Best Weapons: People
Cyberdefense competitions at Cal Poly Pomona and other universities  
are one example of increased public-private cooperation, as recruiters  
scour contestants for the next generation of cybersecurity talent.

Because cyberattacks happen so quickly and attackers can change  
tactics rapidly, experts say the fight often boils down to people  
skills—which side has the best-trained cyberwarriors. "The weapons of  
the next war will be people," says Alan Paller, director of research  
at SANS Institute, a research and educational organization for  
security professionals.

About 85% of critical U.S. infrastructure, including electric utility  
grids, telecommunications networks, and banking systems, are owned by  
private industry, according to the U.S. Homeland Security Dept. That  
means national security is interwoven with private companies' ability  
to protect their digital networks. "We're all playing defense, and  
we're all doing it for shareholder value, for customer value, for  
economic purposes," says John Stewart, Cisco's chief security officer.

The competition at Cal Poly Pomona is a grueling multiday affair. By 7  
p.m. on Mar. 27, the 19th hour of the event, the cases of Red Bull are  
gone, but the teams are still working in an auditorium on campus, some  
operating mock corporate networks, and others trying to infiltrate them.

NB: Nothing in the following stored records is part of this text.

PR #977, opened 2022-02-24
Attributes

lsk567:
This is a draft pull request tracking the progress of an annotation system in LF.

This PR extends the syntax to support "attributes," which has the form `@<attrName>(<paramName1> = <paramValue1>, <paramName2> = <paramValue2>, ...)`. `<paramName>` is optional, though @oowekyala pointed out that it would be good to have named parameters to conform with Java annotation grammar.

As a proof of concept, the label mechanism is implemented using an `@label` attribute.

Example: Label.lf
```
target C {
    threads: 1,
    keepalive: true
};

@label(name="This is a controller.")
reactor Controller {
    
    output out:bool;
    
    @label("startup reaction")
    reaction(startup) -> out {==}
}

@label("This is a vision system.")
reactor Vision {
    @label("A timer")
    timer t;
    
    input _in:bool;
    output out:bool;
    state ramp_exists:bool(false);
    
    @label(name="Action") 
    logical action act;
    
    @label(name="Processing visual input")
    reaction(_in) -> out, act {==}
}

reactor Door {
    input _in:bool;
    state door:bool;
    
    reaction(_in) {==}
}

@label("Top-level reactor")
main reactor {
    
    controller  = new Controller();
    vision      = new Vision();
    door        = new Door();
    
    controller.out -> vision._in;
    vision.out -> door._in;
}
```
label

TODOs:
- [ ] Address a `Duplicate AttrParm 'name'` issue.
- [ ] Support a clean way to incorporate DSLs, such as logic, into attributes based on the attribute name.

### DIFF
--- a/org.lflang.diagram/src/org/lflang/diagram/synthesis/LinguaFrancaSynthesis.xtend
+++ b/org.lflang.diagram/src/org/lflang/diagram/synthesis/LinguaFrancaSynthesis.xtend
@@ -92,7 +92,11 @@ import org.lflang.generator.ReactorInstance
 import org.lflang.generator.TimerInstance
 import org.lflang.generator.TriggerInstance
 import org.lflang.generator.TriggerInstance.BuiltinTriggerVariable
+import org.lflang.lf.Action
 import org.lflang.lf.Model
+import org.lflang.lf.Reaction
+import org.lflang.lf.Reactor
+import org.lflang.lf.Timer
 
 import static extension org.eclipse.emf.ecore.util.EcoreUtil.*
 import static extension org.lflang.ASTUtils.*
@@ -1078,8 +1082,31 @@ class LinguaFrancaSynthesis extends AbstractDiagramSynthesis<Model> {
 	
 	private def Iterable<KNode> createUserComments(EObject element, KNode targetNode) {
 		if (SHOW_USER_LABELS.booleanValue) {
-			val commentText = ASTUtils.findAnnotationInComments(element, "@label")
-			
+			var String commentText
+			// The list of elements where labels could be placed.
+			switch element {
+				Reaction : {
+					var list = element.getAttributes.filter[ it.attrName.toString === 'label' ]
+					if (list.length != 0)
+						commentText = list.get(0).getAttrParms.get(0).getValue.replaceAll("^\"|\"$", "")
+				}
+				Reactor : {
+					var list = element.getAttributes.filter[ it.attrName.toString === 'label' ]
+					if (list.length != 0)
+						commentText = list.get(0).getAttrParms.get(0).getValue.replaceAll("^\"|\"$", "")
+				}
+				Action : {
+					var list = element.getAttributes.filter[ it.attrName.toString === 'label' ]
+					if (list.length != 0)
+						commentText = list.get(0).getAttrParms.get(0).getValue.replaceAll("^\"|\"$", "")
+				}
+				Timer : {
+					var list = element.getAttributes.filter[ it.attrName.toString === 'label' ]
+					if (list.length != 0)
+						commentText = list.get(0).getAttrParms.get(0).getValue.replaceAll("^\"|\"$", "")
+				}
+			}
+
 			if (!commentText.nullOrEmpty) {
 				val comment = createNode()
 		        comment.setLayoutOption(CoreOptions.COMMENT_BOX, true)
--- a/org.lflang/src/org/lflang/LinguaFranca.xtext
+++ b/org.lflang/src/org/lflang/LinguaFranca.xtext
@@ -85,7 +85,7 @@ QualifiedNameWithWildcard:
  * Declaration of a reactor class.
  */
 Reactor:
-    {Reactor} ((federated?='federated' | main?='main')? & realtime?='realtime'?) 'reactor' (name=ID)? 
+    {Reactor} (attributes+=Attribute)* ((federated?='federated' | main?='main')? & realtime?='realtime'?) 'reactor' (name=ID)? 
     ('<' typeParms+=TypeParm (',' typeParms+=TypeParm)* '>')?
     ('(' parameters+=Parameter (',' parameters+=Parameter)* ')')?
     ('at' host=Host)?
@@ -138,7 +138,7 @@ TargetDecl:
  *  - if the `time` type is specified, either a proper time interval and unit
  *  must be given, or a literal or code that denotes zero.
  */
- StateVar:
+StateVar:
     'state' name=ID (
         (':' (type=Type))? 
         ((parens+='(' (init+=Value (','  init+=Value)*)? parens+=')')
@@ -170,7 +170,7 @@ Output:
 // E.g. (0) or (NOW) or (NOW, ONCE) or (100, 1000)
 // The latter means fire with period 1000, offset 100.
 Timer:
-    'timer' name=ID ('(' offset=Value (',' period=Value)? ')')? ';'?;
+    (attributes+=Attribute)* 'timer' name=ID ('(' offset=Value (',' period=Value)? ')')? ';'?;
 
 Boolean:
     TRUE | FALSE
@@ -187,6 +187,7 @@ Boolean:
 // For all actions, minSpacing is the minimum difference between
 // the tags of two subsequently scheduled events.
 Action:
+    (attributes+=Attribute)*
     (origin=ActionOrigin)? 'action' name=ID 
     ('(' minDelay=Value (',' minSpacing=Value (',' policy=STRING)? )? ')')?
     (':' type=Type)? ';'?;
@@ -255,6 +256,9 @@ Attribute:
 ;
 
 AttrParm:
+    (name=ID '=')? value=AttrParmValue;
+
+AttrParmValue:
     STRING
 ;
 
--- a/org.lflang/src/org/lflang/LinguaFranca.xtext
+++ b/org.lflang/src/org/lflang/LinguaFranca.xtext
@@ -192,6 +192,7 @@ Action:
     (':' type=Type)? ';'?;
 
 Reaction:
+    (attributes+=Attribute)*
     ('reaction')
     ('(' (triggers+=TriggerRef (',' triggers+=TriggerRef)*)? ')')?
     (sources+=VarRef (',' sources+=VarRef)*)?
@@ -246,6 +247,15 @@ Delay:
 // Chooses the serializer to use for the connection
 Serializer:
     'serializer' type=STRING
+;
+
+/////////// Attributes
+Attribute:
+    '@' attrName=AttrName ('(' attrParms+=AttrParm (',' attrParms+=AttrParm)* ')')?
+;
+
+AttrParm:
+    STRING
 ;
 
 /////////// For target parameters
@@ -487,6 +497,9 @@ enum ActionOrigin:
 
 enum Visibility:
     NONE | PRIVATE='private' | PUBLIC='public';
+
+enum AttrName:
+    LABEL='label';
 
 // Note: time units are not keywords, otherwise it would reserve
 // a lot of useful identifiers (like 's' or 'd').
--- a/org.lflang/src/org/lflang/validation/LFValidator.java
+++ b/org.lflang/src/org/lflang/validation/LFValidator.java
@@ -56,6 +56,8 @@ import org.lflang.TimeValue;
 import org.lflang.lf.Action;
 import org.lflang.lf.ActionOrigin;
 import org.lflang.lf.Assignment;
+import org.lflang.lf.Attribute;
+import org.lflang.lf.AttrParm;
 import org.lflang.lf.Connection;
 import org.lflang.lf.Deadline;
 import org.lflang.lf.Host;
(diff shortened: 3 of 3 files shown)


org.lflang.diagram/src/org/lflang/diagram/synthesis/LinguaFrancaSynthesis.xtend
```diff
@@ -1078,8 +1082,31 @@ class LinguaFrancaSynthesis extends AbstractDiagramSynthesis<Model> {
...
+					var list = element.getAttributes.filter[ it.attrName.toString === 'label' ]
+					if (list.length != 0)
+						commentText = list.get(0).getAttrParms.get(0).getValue.replaceAll("^\"|\"$", "")
+				}
+				Timer : {
+					var list = element.getAttributes.filter[ it.attrName.toString === 'label' ]
+					if (list.length != 0)
+						commentText = list.get(0).getAttrParms.get(0).getValue.replaceAll("^\"|\"$", "")
+				}
+			}
```
lsk567, line 1108: Not sure how to resolve this code duplication... Xtend's support for polymorphism seems insufficient to avoid it.

org.lflang/src/org/lflang/LinguaFranca.xtext
```diff
@@ -488,6 +502,9 @@ enum ActionOrigin:
 enum Visibility:
     NONE | PRIVATE='private' | PUBLIC='public';
 
+enum AttrName:
+    LABEL='label';
```
lsk567, line 506: Make this `ID` and hardcode in the validator.

org.lflang/src/org/lflang/LinguaFranca.xtext
```diff
@@ -248,6 +250,18 @@ Serializer:
     'serializer' type=STRING
 ;
 
+/////////// Attributes
+Attribute:
+    '@' attrName=AttrName ('(' attrParms+=AttrParm (',' attrParms+=AttrParm)* ')')?
```
lsk567, line 255: Trailing commas?

org.lflang/src/org/lflang/LinguaFranca.xtext
```diff
@@ -248,6 +250,18 @@ Serializer:
...
+;
+
+AttrParm:
+    (name=ID '=')? value=AttrParmValue;
```
lsk567, line 259: Attributes must be named if there are multiple. Check in the validator.

org.lflang/src/org/lflang/validation/LFValidator.java
```diff
@@ -1442,6 +1444,82 @@ public void checkVarRef(VarRef varRef) {
         }
     }
 
+    @Check(CheckType.FAST)
+    public void checkReactionAttributes(Reaction reaction) {
```
lsk567, line 1448: Use `Attribute` as the parameter.

org.lflang/src/org/lflang/LinguaFranca.xtext
oowekyala: done

org.lflang/src/org/lflang/validation/LFValidator.java
```diff
@@ -55,6 +57,7 @@
 import org.eclipse.xtext.validation.Check;
 import org.eclipse.xtext.validation.CheckType;
 import org.eclipse.xtext.validation.ValidationMessageAcceptor;
+import org.jetbrains.annotations.NotNull;
```
lhstrh, line 60: I don't think we want to introduce this dependency. It will break things for Eclipse users.

org.lflang/src/org/lflang/validation/LFValidator.java
```diff
@@ -1199,6 +1206,122 @@ public void checkVarRef(VarRef varRef) {
         }
     }
 
+
+    /**
+     * Specification of the structure of an annotation.
+     */
+    static class AttributeSpec {
```
lhstrh, line 1213: This seems like a good candidate to factor out into its own file.

lhstrh: Everything until line 1296 could be moved there.

org.lflang/src/org/lflang/validation/LFValidator.java
```diff
@@ -1199,6 +1206,122 @@ public void checkVarRef(VarRef varRef) {
...
+
+            paramSpecByName = params.stream().collect(Collectors.toMap(it -> it.name, it -> it));
+
+        }
+
+        /**
+         * Check that the attribute conforms to this spec. The
+         * attr has the correct name.
+         */
+        public void check(LFValidator validator, Attribute attr) {
```
lhstrh, line 1229: Javadoc is missing for these new methods.

lhstrh (changes requested):
Looks good! There is some code in the validator that still needs some attention.

lhstrh:
Shall we punt on the DSLs in the interest of getting this merged in soon? They should be a proper extension, anyway, so this can be addressed at a later time.

org.lflang/src/org/lflang/ASTUtils.java
```diff
@@ -1747,16 +1748,73 @@ public static String findAnnotationInComments(EObject object, String key) {
...
+    }
+
     /**
      * Search for an `@label` annotation for a given reaction.
-     * 
+     *
      * @param n the reaction for which the label should be searched
      * @return The annotated string if an `@label` annotation was found. `null` otherwise.
      */
     public static String label(Reaction n) {
```
oowekyala, line 1800: note that this overload could be removed if binary compatibility is not important, which seems likely.

lhstrh: Sorry, I didn't get this comment. What binary compatibility?

oowekyala: If someone has compiled a class that depends on this method and we remove it, their class will break. Minor releases generally preserve binary compatibility. I'm not sure whether this java API is publicly supported since you've started public releases... If the only ide extensions that use the java API are in this repo then we can most likely remove it (we're also pre-1.0.0)

org.lflang/src/org/lflang/validation/LFValidator.java
lsk567: Factoring out seems a bit tricky, since `check()` (L1229) calls `error()`, which is a protected method inherited from `AbstractDeclarativeValidator`. We could move the check functions back to the validator class, but that would sort of invalidate the refactoring because most of the code is still in the validator class.

org.lflang/src/org/lflang/validation/LFValidator.java
lsk567: Javadoc added in the new commits.

org.lflang/src/org/lflang/validation/LFValidator.java
lsk567: I build the eclipse product, and it looks like Epoch isn't broken by this dependency.

lhstrh: :point_up:

lsk567: But it also seems like this can be safely removed.

org.lflang/src/org/lflang/validation/LFValidator.java
```diff
@@ -1688,11 +1713,162 @@ private boolean sameType(Type type1, Type type2) {
...
+
+    /** A map from a string to a supported AttributeSpec */
+    private static final Map<String, AttributeSpec> ATTRIBUTE_SPECS_BY_NAME = new HashMap<>();
+
+    //////////////////////////////////////////////////////////////
+    //// Inner classes.
+    /**
+     * Specification of the structure of an annotation.
+     */
+    static class AttributeSpec {
```
lhstrh, line 1732: I think I raised this point before, but why aren't we putting this class in its own file?

lhstrh (changes requested):

org.lflang/src/org/lflang/validation/LFValidator.java
lhstrh: How did you build Epoch? In Eclipse?

org.lflang/src/org/lflang/validation/LFValidator.java
lhstrh: Could pass in a lambda?

org.lflang/src/org/lflang/validation/LFValidator.java
lhstrh: Just now read your reply https://github.com/lf-lang/lingua-franca/pull/977#discussion_r902077973 (let's continue there and resolve this comment.

lhstrh:
Also note that there still is an unresolved conflict in `LFValidator.java`.

org.lflang/src/org/lflang/validation/LFValidator.java
lhstrh: The point is not that it would break Epoch, it would prevent developers from building Epoch _in Eclipse_. This is because Eclipse doesn't use Maven or Gradle but it's own build system that is severely deprived from otherwise generally accessible dependencies like this one. We've run into this issue several times before...

org.lflang/src/org/lflang/validation/LFValidator.java
oowekyala: We can override the error function and just call super, this will make it visible

org.lflang/src/org/lflang/validation/LFValidator.java
lsk567: Okay, got it...

org.lflang/src/org/lflang/validation/LFValidator.java
lsk567: Works like a magic. Thanks for the great advice.

org.lflang/src/org/lflang/validation/LFValidator.java
```diff
@@ -1394,31 +1418,42 @@ public void checkStateResetWithoutInitialValue(StateVar state) {
...
     /**
      * Return a list of error messages for the target declaration.
      */
     public List<String> getTargetPropertyErrors() {
         return this.targetPropertyErrors;
     }
 
+    /**
+     * Generate an error message for an AST node.
+     * Overriding the parent method here to make the method public,
```
lhstrh, line 1445:
```suggestion
```
This type of info doesn't really belong in Javadoc because it doesn't help a programmer decide whether (or what for) to use the method.

org.lflang/src/org/lflang/validation/LFValidator.java
```diff
@@ -1394,31 +1418,42 @@ public void checkStateResetWithoutInitialValue(StateVar state) {
...
+     * so that it can be called from the AttributeSpec class.
```
lhstrh, line 1446:
```suggestion
```
Methods have no designated call site...

org.lflang/src/org/lflang/validation/LFValidator.java
```diff
@@ -1698,11 +1733,27 @@ private boolean sameType(Type type1, Type type2) {
...
+
     private static List<String> SPACING_VIOLATION_POLICIES = List.of("defer", "drop", "replace");
-    
+
     private static String UNDERSCORE_MESSAGE = "Names of objects (inputs, outputs, actions, timers, parameters, "
             + "state, reactor definitions, and reactor instantiation) may not start with \"__\": ";
-    
+
     private static String USERNAME_REGEX = "^[a-z_]([a-z0-9_-]{0,31}|[a-z0-9_-]{0,30}\\$)$";
+
```
lhstrh, line 1743: Lines `1743`:`1758` belong in the `AttributeSpec` class.

org.lflang/src/org/lflang/validation/AttributeSpec.java
```diff
@@ -0,0 +1,171 @@
...
+    /**
+     * The type of attribute parameters currently supported
+     */
+    enum AttrParamType {
+        STRING,
+        INT,
+        BOOLEAN,
+        FLOAT
+    }
+}
```
lhstrh, line 171:
```suggestion
}

```

org.lflang/src/org/lflang/validation/AttributeSpec.java
```diff
@@ -0,0 +1,171 @@
...
+import java.util.Set;
+import java.util.stream.Collectors;
+
+import org.lflang.lf.AttrParm;
+import org.lflang.lf.Attribute;
+import org.lflang.lf.LfPackage.Literals;
+
+/**
+ * Specification of the structure of an annotation.
+ */
```
lhstrh, line 41: Author tags missing.

org.lflang/src/org/lflang/validation/AttributeSpec.java
```diff
@@ -0,0 +1,171 @@
...
+            }
+            // Check whether a parameter conforms to its spec.
+            parmSpec.check(validator, parm);
+            seen.add(parm.getName());
+        }
+        return seen;
+    }
+
+    /**
+     * The specification of the attribute parameter
```
lhstrh, line 117:
```suggestion
     * The specification of the attribute parameter.
```

org.lflang/src/org/lflang/validation/AttributeSpec.java
```diff
@@ -0,0 +1,171 @@
...
+                                        Literals.ATTRIBUTE__ATTR_NAME);
+                    }
+                    break;
+            }
+            
+        }
+    }
+
+    /**
+     * The type of attribute parameters currently supported
```
lhstrh, line 163:
```suggestion
     * The type of attribute parameters currently supported.
```

lhstrh (changes requested):
Much better! Left some more comments/requests.

org.lflang/src/org/lflang/validation/LFValidator.java
```diff
@@ -1394,31 +1418,42 @@ public void checkStateResetWithoutInitialValue(StateVar state) {
...
         return this.targetPropertyErrors;
     }
 
+    /**
+     * Generate an error message for an AST node.
+     * Overriding the parent method here to make the method public,
+     * so that it can be called from the AttributeSpec class.
+     */
+    @Override
+    public void error(java.lang.String message,
```
oowekyala, line 1447: Technically you can also leave it protected. Protected visibility is subclasses + current package, so it would be visible in AttributeSpec, which is in this package. This is a detail though

lsk567:
The current Attribute syntax generates 2 warnings from Antlr.
```
warning(200): //home/runner/work/lingua-franca/lingua-franca/org.lflang/../org.lflang/srcgen/org/lflang/parser/antlr/internal/InternalLF.g:5661:3: Decision can match input such as "RULE_ID '-' RULE_ID '@' {RULE_ID, 'physical'}" using multiple alternatives: 1, 2
As a result, alternative(s) 2 were disabled for that input

warning(200): //home/runner/work/lingua-franca/lingua-franca/org.lflang/../org.lflang.ide/srcgen/org/lflang/ide/contentassist/antlr/internal/InternalLF.g:13820:2: Decision can match input such as "RULE_ID '-' RULE_ID '@' {RULE_ID, 'physical'}" using multiple alternatives: 1, 2
As a result, alternative(s) 2 were disabled for that input
```

It seems that the leading `@` sign in the Attribute syntax is confusing the parser since `@` is also used in IPV4Host, IPV6Host, and NamedHost. Changing `@` to `@@` in the Attribute syntax got rid of the warnings, which confirms the previous observation, but we need a cleaner solution.

Any thoughts on this? @lhstrh @oowekyala

Soroosh129:
There are two possible solutions that comes immediately to my mind:
- Get rid of the `at` notation entirely and use attributes instead if needed
- Change `Host` to just a string and check it it in the validator

Under both solutions, IPV4Host, IPV6Host, and NamedHost are no longer needed.

lhstrh:
> Any thoughts on this? @lhstrh @oowekyala

The ambiguity comes from the "at" clause of an instantiation in combination with the annotations that can be featured inside of a reactor definition (i.e., above declarations of inputs, outputs, reactions, etc.).

Once the parser encounters something like `x = new X() at foo` followed by an `@bar`, its doesn't know whether the `@bar` should be part of the host or, instead, is an annotation of the subsequent declaration (such as a `input y:baz`).

oowekyala:
@lhstrh is right. One solution would be to mandate a semicolon to terminate all declarations. I also like Soroush's idea to change Host back to a string, the productions are really complicated and anyway some checking is still done in the validator:
https://github.com/lf-lang/lingua-franca/blob/b24e5b5a52f8a51b5fd2914f1228b9576f6d06a1/org.lflang/src/org/lflang/LinguaFranca.xtext#L432-L446

Soroosh129:
I personally think that an attribute instead of `at` is the more elegant solution. Where a federate resides I believe _is_ an attribute anyway.

How about something like this:
```
@Host(foo_user@192.168.1.1:1000)
foo = new Foo($
```
and
```
@Host(foo_user@192.168.1.1:1000)
federated reactor {}
```

lhstrh:
I just want to emphasize that we don't need a semicolon on _all_ declarations, just on instantiations that have an at clause. The impact of this change would be minimal.

Soroosh129:
>  just on instantiations that have an at clause.

That would be a bit weird.

> I think we might want to more carefully evaluate the 'at' clause and its use before changing it.

I'm not proposing to change its meaning in this PR. Just how it can be declared. If we convert it to an attribute, then we can of course later still have a discussion about whether to keep it or change what it does.

org.lflang/src/org/lflang/ASTUtils.java
```diff
@@ -1747,16 +1748,73 @@ public static String findAnnotationInComments(EObject object, String key) {
         return null;
     }
 
+    /**
+     * Return the value of the {@code @label} attribute if
+     * present, otherwise return null.
+     *
+     * @throws IllegalArgumentException If the node cannot have attributes
+     */
+    public static String findLabelAttribute(EObject node) {
```
Soroosh129, line 1757: Would it make sense if this was in a separate class like `AttributeUtils`? Same for other stuff here that relate to attributes.

lhstrh:
> I just want to emphasize that we don't need a semicolon on _all_ declarations, just on instantiations that have an at clause. The impact of this change would be minimal.

Concretely, my suggestion for a quick fix to the ambiguity problem is to replace the following line on `LinguaFranca.xtext:233`:

```
    ')' ('at' host=Host)? ';'?;
```

with

```
    ')' (('at' host=Host ';') | ';'?);
```

org.lflang/src/org/lflang/ASTUtils.java
lsk567: Yes, I like this idea.

lsk567:
Looks like we are ready to go?

lhstrh (approved):
Looks good! Thanks for making all the requested changes :-)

The winners will go on to a national competition that begins Apr. 16  
in San Antonio. That conference has drawn such corporate sponsors as  
Microsoft (MSFT), McAfee, and Accenture (ACN). A separate government  
talent search, the U.S. Cyber Challenge, aims to find 10,000 young  
cybersecurity workers through a series of national competitions.

Alluring Pay Scales
Starting salaries in Internet security can reach $100,000, says  
Boeing's Greenberg.

Alisha Kloc, 25, began working as a systems security engineer at  
Boeing last year after competing in the 2009 cyberdefense competition  
at Cal Poly and meeting technical director Greenberg. "The competition  
gave me a good feel for how things work in the real world," she says.

Students said knowing that potential employers were watching the  
conference gave them extra incentive to perform. "We took this very  
seriously," says David Hunter, a member of the winning team from Cal  
Poly Pomona.

Osborn says it's his dream to work in the cybersecurity field. He  
spends evenings and weekends learning what he can on his own. "I've  
been doing this since I was 14," he says. At the end of the  
conference, two people approached him about jobs.

It's another small step in the hunt for fresh talent to bolster the  
nation's computer security defenses.

King is a writer for Bloomberg BusinessWeek in San Francisco.